Timothy Montler, professor of linguistics in the Department of English, has a $317,502 Documenting Endangered Languages grant from the National Endowment for the Humanities to create a Klallam dictionary and electronic text archive. His project was designated an NEH "We The People" project for promoting knowledge and understanding of American history and culture.
The dictionary and electronic text archive are Montler's continuation of his preservation of Klallam, a language used by the Lower Elwha Klallam American Indian tribe in northwest Washington.
In 1992, only eight members of the tribe - all in their 70s or older - had grown up speaking Klallam, and very few members could sing traditional songs and relate tribal legends in folklore in the language.
Wanting more members to learn the native language, staff members of the tribe's cultural office contacted Montler, who had been recommended to them by an anthropologist for Olympic National Park in Washington.

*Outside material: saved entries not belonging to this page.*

PR #279, opened 2023-10-03
Add extrinsic to pause container-chains in pallet-registrar

Agusrodri:
This PR adds a new extrinsic called `pause_container_chain` to `pallet-registrar` which allows to pause a container-chain from collating without the need of deregistering it. Thus, the boot nodes and genesis data associated to the container-chain are not removed by calling the new extrinsic. 

TODO:

- [x] Benchmarking
- [x] Add command for the new extrinsic to `sudoRegisterPara.ts` file


pallets/registrar/src/tests.rs
```diff
@@ -599,7 +717,6 @@ fn weights_assigned_to_extrinsics_are_correct() {
                 .get_dispatch_info()
                 .weight,
             <() as crate::weights::WeightInfo>::mark_valid_for_collating(
-                <Test as crate::Config>::MaxGenesisDataSize::get(),
                 <Test as crate::Config>::MaxLengthParaIds::get()
             )
         );
```
tmpolaczyk, line 722: You can also add the case of `crate::Call::<Test>::pause_container_chain` to this test. Its purpose is to detect copy-paste errors, because when you add a new extrinsic you will probably copy the weight annotation from another extrinsic, so this is to ensure that you don't forget to change it.

pallets/registrar/src/lib.rs
```diff
@@ -441,6 +442,37 @@ pub mod pallet {
...
+        pub fn pause_container_chain(origin: OriginFor<T>, para_id: ParaId) -> DispatchResult {
+            T::RegistrarOrigin::ensure_origin(origin)?;
+
+            let mut pending_verification = PendingVerification::<T>::get();
+            match pending_verification.binary_search(&para_id) {
+                Ok(_) => return Err(Error::<T>::ParaIdAlreadyPaused.into()),
+                Err(index) => {
+                    pending_verification
+                        .try_insert(index, para_id)
+                        .map_err(|_e| Error::<T>::ParaIdListFull)?;
```
tmpolaczyk, line 458: It's curious that pausing a container chain will fail when the list of pending container chains is full. I guess it's not a problem because this must be called by root, and root can deregister the pending chains in a batch transaction.

pallets/registrar/src/benchmarks.rs
```diff
@@ -179,5 +179,53 @@ mod benchmarks {
...
+            let (caller, _deposit_amount) =
+                create_funded_user::<T>("caller", i, T::DepositAmount::get());
+            Pallet::<T>::register(
+                RawOrigin::Signed(caller.clone()).into(),
+                i.into(),
+                storage.clone(),
+            )
+            .unwrap();
+            Pallet::<T>::mark_valid_for_collating(RawOrigin::Root.into(), i.into()).unwrap();
+        }
```
tmpolaczyk, line 203: I believe the worst case for this benchmark is when both `pending_verification` and `registered_para_ids` are full. So what do you think about adding another for loop like this one but without `mark_valid_for_collating`?
So that paraIds `0..=50` are in `registered_para_ids` and paraIds `1000..=1050` are in `pending_verification` as an example. And then paraId 49 is paused.

And the same applies to the `mark_valid_for_collating` benchmark, it is missing this small extra cost.

pallets/registrar/src/lib.rs
Agusrodri: Yeah I agree, but what if root tries to pause the container chain without a batch tx? In that case it would fail if we don't handle the situation, and I think it's a good idea to provide a proper error message if that happens.

pallets/registrar/src/benchmarks.rs
Agusrodri: Yes! Agree on this. Will add them.

pallets/registrar/src/lib.rs
tmpolaczyk: I think the current error is already descriptive enough

pallets/registrar/src/weights.rs
```diff
@@ -110,58 +104,77 @@ impl<T: frame_system::Config> WeightInfo for SubstrateWeight<T> {
...
-			// Standard Error: 10_160
-			.saturating_add(Weight::from_parts(345_240, 0).saturating_mul(y.into()))
-			.saturating_add(T::DbWeight::get().reads(4_u64))
+		//  Measured:  `418 + y * (8 ±0)`
+		//  Estimated: `1899 + y * (8 ±0)`
+		// Minimum execution time: 17_420_000 picoseconds.
+		Weight::from_parts(32_834_209, 1899)
+			// Standard Error: 16_866
+			.saturating_add(Weight::from_parts(391_115, 0).saturating_mul(y.into()))
+			.saturating_add(T::DbWeight::get().reads(3_u64))
```
tmpolaczyk, line 134:
```suggestion
			.saturating_add(T::DbWeight::get().reads(4_u64))
```

tmpolaczyk (approved):

PR #280, opened 2023-10-05
Add cli-flag to keep db after changing assignments

Agusrodri:
This PR adds a simple `keep_db` flag to `ContainerChainRunCmd` struct that allows to keep container-chain databases after changing collator assignments.


node/src/container_chain_spawner.rs
```diff
@@ -238,6 +240,26 @@ impl ContainerChainSpawner {
...
+
+            let container_client_genesis_hash = container_chain_client.chain_info().genesis_hash;
+
+            if container_client_genesis_hash != chain_spec_genesis_hash {
+                log::info!(
+                    "Container genesis {:?} different from chain spec genesis {:?} - Deleting container db", 
+                    container_client_genesis_hash, 
+                    chain_spec_genesis_hash
+                );
+                delete_container_chain_db(&db_path);
```
tmpolaczyk, line 259: This won't work because the node has already been started, we need to stop the container chain, delete the db, and start it again.

tmpolaczyk: I pushed a commit to your branch to fix this, you can now return an error "NeedsRestartAndDbRemoval" and the container chain will delete the database and restart. Feel free to modify it. Also I merged master and there are some compile errors because of the 1.1.0 upgrade, sorry!

node/src/container_chain_spawner.rs
```diff
@@ -363,6 +453,10 @@ impl ContainerChainSpawner {
                 );
             }
         }
+
+        if state.assigned_para_id.unwrap() != container_chain_para_id && state.next_assigned_para_id.unwrap() != container_chain_para_id{
+            delete_container_chain_db(&self.container_chain_cli.base_path);
```
Agusrodri, line 458: Is this path the correct one? I didn't find any other that could be more explicit to point to the db in the current scope.

node/src/container_chain_spawner.rs
```diff
@@ -410,7 +504,7 @@ impl ContainerChainSpawner {
             // Edge case: when starting the node it may be assigned to a container chain, so we need to
             // start a container chain already collating.
             let start_collation = Some(para_id) == current;
-            self.spawn(para_id, start_collation).await;
+            self.spawn(para_id, start_collation, false).await;
```
Agusrodri, line 507: Do we need warp sync to be enabled in this case?

Agusrodri:
One of the warp sync tests is failing because it seems the container chain db for `Collator2000-02` is not being deleted after the new configuration. I'm investigating the reason of the issue.

tmpolaczyk:
>One of the warp sync tests is failing because it seems the container chain db for Collator2000-02 is not being deleted after the new configuration. I'm investigating the reason of the issue.

That was because it was panicking on this line: `state.assigned_para_id.unwrap()`, you could see it in the node logs. `assigned_para_id` can be `None` if the collator is not assigned to any chain.

I pushed a commit fixing that by using a different kind of channel to signal shutdown, now we can distinguish between "stopping because someone called .stop()" and "stopping because the node process is stopping". We will only delete the db in the first case.

node/src/container_chain_spawner.rs
tmpolaczyk: No, because that could potentially delete the db. So the first call to spawn will be warp_sync = false, and the recursive call will be warp_sync = true.

node/src/container_chain_spawner.rs
```diff
@@ -312,10 +405,13 @@ impl ContainerChainSpawner {
...
-                    _ = on_exit_future => {
-                        // Graceful shutdown
+                    stop_unassigned = on_exit_future => {
+                        // Graceful shutdown.
+                        // `stop_unassigned` will be `Ok` if `.stop()` has been called, which means that the
+                        // container chain has been unassigned, and will be `Err` if the handle has been dropped,
+                        // which means that the node is stopping.
                         // Delete existing database if running as collator
-                        if validator {
+                        if validator && stop_unassigned.is_ok() && !container_chain_cli.base.keep_db && warp_sync {
```
tmpolaczyk, line 414:
```suggestion
                        if validator && stop_unassigned.is_ok() && !container_chain_cli.base.keep_db {
```

When stopping a container chain we want to always delete the db to save space.

tmpolaczyk (approved):

node/src/container_chain_spawner.rs
```diff
@@ -249,8 +277,62 @@ impl ContainerChainSpawner {
...
 
+            // Get latest block number from the container chain client
+            let last_container_block = container_chain_client.chain_info().best_number;
+
+            // Get the container chain's latest block from orchestrator chain and compare with client's one
+            let last_container_block_from_orchestrator = orchestrator_runtime_api
+                .latest_block_number(orchestrator_chain_info.best_hash, container_chain_para_id)
+                .unwrap_or_default();
+
+            let max_block_diff_allowed = 10u32;
```
girazoki, line 288:
```suggestion
            let max_block_diff_allowed = 1000u32;
```

girazoki: I think 10 is very few

girazoki, line 288:
```suggestion
            let max_block_diff_allowed = 100u32;
```

girazoki (approved):

node/src/container_chain_spawner.rs
```diff
@@ -226,7 +254,7 @@ impl ContainerChainSpawner {
             container_chain_cli_config.database.set_path(&db_path);
 
             // Delete existing database if running as collator
-            if validator {
+            if validator && !container_chain_cli.base.keep_db && warp_sync {
```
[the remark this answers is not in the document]
girazoki: we should immediatly delete the container-chain-db if the spec is differnt I believe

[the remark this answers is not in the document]
girazoki: there is no reason to maintain a DB that does not match with the specs right?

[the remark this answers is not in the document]
tmpolaczyk: You are right

node/src/container_chain_spawner.rs
```diff
@@ -330,14 +416,24 @@ impl ContainerChainSpawner {
...
             match try_closure().await {
                 Ok(()) => {}
+                Err(sc_service::error::Error::Application(e)) if e.is::<NeedsRestart>() => {
+                    let e = e.downcast::<NeedsRestart>().unwrap();
+
+                    log::info!("Restarting container chain {}", container_chain_para_id);
+                    // self.spawn must return a boxed future because of the recursion here
+                    e.self2
+                        .spawn(container_chain_para_id, start_collation, e.warp_sync)
+                        .await;
```
tmpolaczyk, line 429: Unfortunately this doesn't work because the database doesn't have time to close, resulting in a db lock error. We should add a sleep(10) here, or check if the db is still alive using the container_chain_monitor.

tmpolaczyk (changes requested):

girazoki:
Leaving here that what we want is:
- possibly remove keep_db flag
- remove db if the runtime for the chain we are assigned returns 0
- remove all other container dbs that are not our current or next assignments

girazoki:
I like the way it looks now, we can unitest the delete db cases quite easily!

tmpolaczyk (approved):
self-approving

As a doctoral student at the University of Hawaii, Montler had received a working knowledge of Saanich, a language similar to Klallam that is spoken by the Salish tribe living on Vancouver Island. He also had assisted his professor, Laurence C. Thompson, who was the first linguist to collect and publish grammatical information on Klallam.
Montler began visiting the Lower Elwha and other nearby reservations almost every summer and created computer games for schools in Port Angeles, Wash., near the Lower Elwha Klallam reservation, to teach the language.
After Montler developed teaching materials, Port Angeles High School began offering Klallam language classes for foreign language credit, and several elementary schools also teach Klallam.
Montler says the dictionary and electronic text archive, which staff members at the Klallam Language Program asked him to produce, are two other tools for teaching the language.
"The text and the electronic archive will be created together," he says. "Each word will have a reference and a link to a sound file, and the archive will be easily searchable."
In addition to the thousands of pages of notes and hundreds of hours of recordings on the Klallam language that he has collected, Montler now has 500 pages of notes and 30 hours of recordings that Thompson and his wife, linguist M. Terry Thompson gathered.
He says their work is particularly valuable for him because his professor "worked with speakers who were from Jamestown and Port Gamble, at the opposite end of Klallam territory from where I worked." Montler added the Thompsons also interviewed elders who were a generation older than those he interviewed.
Already the author of 47 chapters of a not-yet-published Klallam grammar reference book, Montler says he hopes the dictionary and electronic text archive will be immediately used by members of the tribe and students learning Klallam in the Port Angeles schools.
With the Klallam Language Program now providing texts of folktales in the native language, those learning Klallam "have reached a point where a simple wordlist is not enough," he says.
"A comprehensive Klallam dictionary is needed now and must be done now, while I still have native-speaking elders to help me," he says.